那天夜里,旧曹门一带的百姓听了整整一宿的嘈闹哀嚎。
刀刃相击的脆响、弩矢破空的尖啸、人临死前的惨叫,夹杂着官靴踩在青石板上整齐划一的脚步声,从寅时一直持续到天边泛白。
没有人敢出门。
胆子大的把眼睛贴在门缝上往外瞧,只看见月光下成队的甲士从巷口掠过,甲胄在黑暗中泛着冷光,横刀上的血迹还没有干透。
胆子小的把门窗关了又关,搬了桌柜顶在门后,一家人缩在最里间的屋子里瑟瑟发抖,心里翻来覆去地转着同一个念头,莫不是有人造反了?

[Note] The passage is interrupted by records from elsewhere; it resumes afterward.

PR #293, opened 2026-08-24
feat: add ARGO_DIFF_BYPASS_CONNECTIVITY_CHECKS env var

vrivellino:
## Problem

PR #287 reports argo-diff crashing on startup when `GITHUB_TOKEN` holds a GitHub App installation token (common when a CI system like Jenkins mints one per-PR, outside GitHub Actions). `GET /user` 403s for installation tokens, and the startup connectivity check turns that into a fatal exit.

PR #287's fix swallows the 403 inside `getCommentUser()`, but that leaves `commentLogin` empty, breaking comment matching — argo-diff would post a new comment every run instead of updating its own.

## Fix

New env var: `ARGO_DIFF_BYPASS_CONNECTIVITY_CHECKS` — comma-separated, values `github`, `argocd`, or `true`/`all` for both. Unrecognized values log a warning and are ignored.

Bypassing `github` skips the 403-prone call everywhere it happens, not just at startup — also in `getExistingComments()`, which runs on every event — and falls back to matching argo-diff's own prior comments by marker only, exactly like GitHub Actions mode already does. This avoids the duplicate-comment problem the alternative fix would cause.

## Changes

直到天色大亮,才有人战战兢兢地推开一条门缝往外张望。
街上已经没有甲士了,取而代之的是三五成群的衙役正沿着街巷巡逻,还有几个书吏模样的人正往坊巷口的照壁上刷浆糊、贴告示。
汴京城的人识字率高,告示前很快便围了一圈人。
有念过几年私塾的站在最前面,仰着头一字一句地念给身后的街坊听。
起初人群还很安静,念到鬼樊楼几个字时便有人倒吸了一口凉气,念到柴豹的名字时已经有人在低声议论,等念到鬼樊楼被连根拔起、柴豹以下头目悉数落网时,人群便像是被点着了引线的炮仗,轰地一声炸开了。
“鬼樊楼被官府灭了!”
欢呼声从旧曹门传到了甜水巷,从甜水巷传到了潘楼街,从潘楼街传到了大相国寺。
报信的人在街巷间飞奔,逢人便喊,喊完了又往下一处跑。
整个汴京城在这一天上午都在传颂着同一个名字,辛缜,辛弃疾,辛青天。
有人站在告示前掰着手指头数这位新知府上任以来做的事:拆河道违建、搞治安整治、修水泥路、铺排水沟、建联防点,如今又把盘踞汴京几十年的鬼樊楼连根拔起。
这些都是他上任不过数月间做成的。
数到最后,那人把手掌一拍,大声说这不是青天是什么。
而辛青天这个名号,反过来又成了辛缜手中最锋利的刀。
河道违建原本虽然也在推进,但阻力始终存在,明面上没人敢硬抗,暗地里托人说情、递条子、找各种理由拖延的却大有人在,有些拆到一半的违建不知怎么就停了工,有些刚拆完的违建没过几天又有人在原址上堆起了木料。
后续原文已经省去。